El rostro de Romer era un cubo de hielo. Como una tabla clavada en la pared, escuchaba a Dina una vez más. Ella estaba presa, custodiada por la policía en esa tétrica habitación de hospital. Herida y malograda por la vida. Y por sus propios actos.
— No dejaste que terminara la historia. Aun así, me creíste mentirosa y me botaste del hotel.
Romer calibraba aquellas palabras, sintiendo un ahogo extraño. Sentía peso en los hombros y asco en la boca. Pero el peso por muy raro que pareciera, era liviano. Asemejado a un peso muerto, cuando ya nada importa.
— Lo de Josué, lo dije para herir a Carlos. Él se merecía su parte, por haberme rechazado.
— Pero es verdad— dijo Aragón. Josué bajó la cabeza. Canela miró a su padre.
Dina sonrió:
— Tan verdad como el hecho de estar presa ante ustedes… Aquí me tienen. Deben sentirse todos contentos.
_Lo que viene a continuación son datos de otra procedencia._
PR #133, opened 2015-09-03
Fix #125 Column hiding menu is missing styles for keyboard selection

### LINKED ISSUE #125: Column hiding menu is missing styles for keyboard selection
An item in the column dropdown menu is only highlighted on mouse hover. The items are selectable with the arrow keys as well, but the current focus is not shown.

Use the `.gwt-MenuItem-selected` class with the same styles is with hovering.

cwayfinder:
[Review on Reviewable](https://reviewable.io/reviews/vaadin/components/133)


jounik:
Looks good to me.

Pero no me iré al infierno sin contarles, que esa gente ya no haría nada— hizo una pausa. —Josué había pagado todo el puto dinero que el Merideño le pidió. Sin embargo, fue divertido hacerlo sufrir. Porque él también me rechazó.
Aragón alzó la mirada del suelo para alinearla con la de ella. Dina continuó:
— Yo cuadré tu secuestro, Canela.
— No me nombres— pidió la joven.
Dina rio, haciendo también un gesto de dolor:
— Más allá de todo, siempre quise dinero— dijo mirando fijamente a Romer. —Y el secuestro de tu bella esposa me lo daría. Conocerla en persona me ayudó a cuadrar todo. Y, ¿sabes? No es fácil planificar algo así. Además, me aproveché del odio que el Merideño le tenía a tu jefe. Y también aproveché la sapiencia delictiva de Pitoquín...
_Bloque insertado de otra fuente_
PR #155, opened 2015-09-14
Fix excessive calls when setting the `frozenColumns` property

cwayfinder:
[Review on Reviewable](https://reviewable.io/reviews/vaadin/vaadin-grid/155)

### DIFF
--- a/CHANGES.md
+++ b/CHANGES.md
@@ -6,7 +6,7 @@ has its own repository.
 - Removed old demos used for developing.
 - Issues fixed:
   - Exception when removing frozen column (#147)
-  - Fix excessive calls when setting the "frozenColumns" property
+  - Fix double setter calls when setting property value
 
 ## Vaadin Grid v0.3.0.beta7 (2015-Sept)
 - Polymer updated to v1.1.1
--- a/CHANGES.md
+++ b/CHANGES.md
@@ -6,6 +6,7 @@ has its own repository.
 - Removed old demos used for developing.
 - Issues fixed:
   - Exception when removing frozen column (#147)
+  - Fix excessive calls when setting the "frozenColumns" property
 
 ## Vaadin Grid v0.3.0.beta7 (2015-Sept)
 - Polymer updated to v1.1.1
--- a/java/src/main/java/com/vaadin/components/grid/GridComponent.java
+++ b/java/src/main/java/com/vaadin/components/grid/GridComponent.java
@@ -91,6 +91,8 @@ public class GridComponent implements SelectionHandler<Object>,
 
     public static final int MAX_AUTO_ROWS = 10;
 
+    private int _frozenColumns;
+
     public GridComponent() {
         grid = new ViolatedGrid();
         grid.setSelectionModel(new IndexBasedSelectionModelSingle());
@@ -218,7 +220,11 @@ public class GridComponent implements SelectionHandler<Object>,
     }
 
     public void setFrozenColumns(int frozenColumn) {
-        grid.setFrozenColumnCount(JSValidate.Integer.val(frozenColumn, 0, 0));
+        if (getColumns().size() > 0) {
+            grid.setFrozenColumnCount(JSValidate.Integer.val(frozenColumn, 0, 0));
+        } else {
+            this._frozenColumns = frozenColumn;
+        }
     }
 
     public void scrollToRow(int index, String scrollDestination) {
@@ -326,6 +332,10 @@ public class GridComponent implements SelectionHandler<Object>,
                 @Override
                 public void onChange(List<ChangeRecord> changes) {
                     setColumns(cols);
+                    if (_frozenColumns > 0) {
+                        setFrozenColumns(_frozenColumns);
+                        _frozenColumns = 0;
+                    }
                 }
             });
         }
--- a/java/src/main/java/com/vaadin/components/grid/GridComponent.java
+++ b/java/src/main/java/com/vaadin/components/grid/GridComponent.java
@@ -91,8 +91,6 @@ public class GridComponent implements SelectionHandler<Object>,
 
     public static final int MAX_AUTO_ROWS = 10;
 
-    private int frozenColumns;
-
     public GridComponent() {
         grid = new ViolatedGrid();
         grid.setSelectionModel(new IndexBasedSelectionModelSingle());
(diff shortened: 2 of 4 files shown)


manolo:
Review status: 0 of 1 files reviewed at latest revision, 1 unresolved discussion, some commit checks failed.

---

<sup>**[vaadin-grid.html, line 1118 \[r1\]](https://reviewable.io:443/reviews/vaadin/vaadin-grid/155#-JzAhE7KZ_lH72xkgW1G)** ([raw file](https://github.com/vaadin/vaadin-grid/blob/ac376ff37e107c85b56a6294218c71b5464b6dc0/vaadin-grid.html#L1118)):</sup>
Why do we need to wait for grid to finish? If it's necessary we might  revisit other setters as well, otherwise I think tests could fail if you defer the execution.

---


Comments from the [review on Reviewable.io](https://reviewable.io:443/reviews/vaadin/vaadin-grid/155)

cwayfinder:
Review status: 0 of 1 files reviewed at latest revision, 1 unresolved discussion, some commit checks failed.

---

<sup>**[vaadin-grid.html, line 1118 \[r1\]](https://reviewable.io:443/reviews/vaadin/vaadin-grid/155#-JzAhE7KZ_lH72xkgW1G)** ([raw file](https://github.com/vaadin/vaadin-grid/blob/ac376ff37e107c85b56a6294218c71b5464b6dc0/vaadin-grid.html#L1118)):</sup>
We only have to wait for the first time in case when we use the "frozen-column" attribute in light DOM. The grid tries to set the frozenColumns property before columns were initialised. Otherwise we get IllegalArgumentException http://prntscr.com/8g73x2

---


Comments from the [review on Reviewable.io](https://reviewable.io:443/reviews/vaadin/vaadin-grid/155)

cwayfinder:
BTW, the `if (newValue != oldValue)` check is also necessary. There would be excessive calls when we remove it http://prntscr.com/8g77cy

manolo:
Reviewed 1 of 1 files at r1.
Review status: all files reviewed at latest revision, 1 unresolved discussion, some commit checks failed.

---

<sup>**[vaadin-grid.html, line 1118 \[r1\]](https://reviewable.io:443/reviews/vaadin/vaadin-grid/155#-JzAhE7KZ_lH72xkgW1G)** ([raw file](https://github.com/vaadin/vaadin-grid/blob/ac376ff37e107c85b56a6294218c71b5464b6dc0/vaadin-grid.html#L1118)):</sup>
IMO, Grid shouldn't do this check. It should set frozen columns attributes even though columns has not been set yet. Let's ask framework about their opinion.

---


Comments from the [review on Reviewable.io](https://reviewable.io:443/reviews/vaadin/vaadin-grid/155)

manolo:
Review status: 0 of 2 files reviewed at latest revision, 3 unresolved discussions, all commit checks successful.

---

<sup>**[java/src/main/java/com/vaadin/components/grid/GridComponent.java, line 94 \[r2\]](https://reviewable.io:443/reviews/vaadin/vaadin-grid/155#-JzEaHvIX3fp9rKrW3Wr)** ([raw file](https://github.com/vaadin/vaadin-grid/blob/15a561eb267e87126de65ac2037a9957d8f6a149/java/src/main/java/com/vaadin/components/grid/GridComponent.java#L94)):</sup>
Since this code is java there is not need for the underscore in the name

---

<sup>**[java/src/main/java/com/vaadin/components/grid/GridComponent.java, line 335 \[r2\]](https://reviewable.io:443/reviews/vaadin/vaadin-grid/155#-JzE_WtVBYE5GATqozhp)** ([raw file](https://github.com/vaadin/vaadin-grid/blob/15a561eb267e87126de65ac2037a9957d8f6a149/java/src/main/java/com/vaadin/components/grid/GridComponent.java#L335)):</sup>
Shouldn't this be placed in the setColumns method instead of inside the observer?. 
I also would call setFrozenColumns always, and prevent the error if frozen columns is greater than columns:

       setFrozenColumns(Math.min(frozenColumns, columns.size());

---


Comments from the [review on Reviewable.io](https://reviewable.io:443/reviews/vaadin/vaadin-grid/155)

cwayfinder:
Review status: 0 of 2 files reviewed at latest revision, 3 unresolved discussions, some commit checks pending.

---

<sup>**[java/src/main/java/com/vaadin/components/grid/GridComponent.java, line 94 \[r2\]](https://reviewable.io:443/reviews/vaadin/vaadin-grid/155#-JzEaHvIX3fp9rKrW3Wr)** ([raw file](https://github.com/vaadin/vaadin-grid/blob/15a561eb267e87126de65ac2037a9957d8f6a149/java/src/main/java/com/vaadin/components/grid/GridComponent.java#L94)):</sup>
Done.

---

<sup>**[java/src/main/java/com/vaadin/components/grid/GridComponent.java, line 335 \[r2\]](https://reviewable.io:443/reviews/vaadin/vaadin-grid/155#-JzE_WtVBYE5GATqozhp)** ([raw file](https://github.com/vaadin/vaadin-grid/blob/15a561eb267e87126de65ac2037a9957d8f6a149/java/src/main/java/com/vaadin/components/grid/GridComponent.java#L335)):</sup>
Done.

---


Comments from the [review on Reviewable.io](https://reviewable.io:443/reviews/vaadin/vaadin-grid/155)

tepi:
Add test & a mention to change log

cwayfinder:
Apparently the `value` only returns default value and cannot be used as usual getter. 
```
frozenColumns: {
    ...
    value: function() {        
        return ...;
    },
}
```

tomivirkki:
It makes no sense to just fix this for frozen-columns because it's not a frozen-columns -specific issue. The same problem affects all the properties that are updated in attributeChanged ("frozen-columns, selection-mode, disabled, rows" for now).
Thus the proper place to fix this would be in attributeChanged.

cwayfinder:
Done.

manolo:
LGTM, lets see if others have something to say, otherwise merge it.

---

Reviewed 1 of 1 files at r6, 1 of 1 files at r8, 1 of 1 files at r9.
Review status: all files reviewed at latest revision, 1 unresolved discussion, all commit checks successful.

---



Comments from the [review on Reviewable.io](https://reviewable.io:443/reviews/vaadin/vaadin-grid/155)

tomivirkki:
It only handles the "default" case in attributeChanged. "rows" and "frozen-columns" work correctly but "disabled" and "selection-mode" are still called twice

---







Comments from the [review on Reviewable.io](https://reviewable.io:443/reviews/vaadin/vaadin-grid/155)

Romer tragó grueso. No le preguntaría absolutamente nada más. La forma cómo hizo todo, o el tiempo que tardó para cumplir cada uno de sus planes... Aquellas interrogantes quedarían en las manos de toda deidad y de la policía. Para él, no valía la pena decir nada más referente a la información que ella les estaba dando. Solo un pensamiento rondaba su cabeza. Y era el hecho de saber lo cercana que Dina siempre estuvo de él.
Aragón pensaba que las cosas serían diferentes si no hubiese trabajado para Josué. Si al menos él, Romer Aragón, hubiese conocido toda maldad que guardaba Dina, no se habría traído a Canela de vuelta a Maracaibo. Todo aquello no habría sucedido. Esa pobre mujer, la mucama del hotel, no habría fallecido en manos de aquella asesina.
Su media hermana... Aquella fémina que se crio con él. Por la que casi mure defendiéndola. Por quien ganó una lesión en su rodilla que le quedaría para siempre.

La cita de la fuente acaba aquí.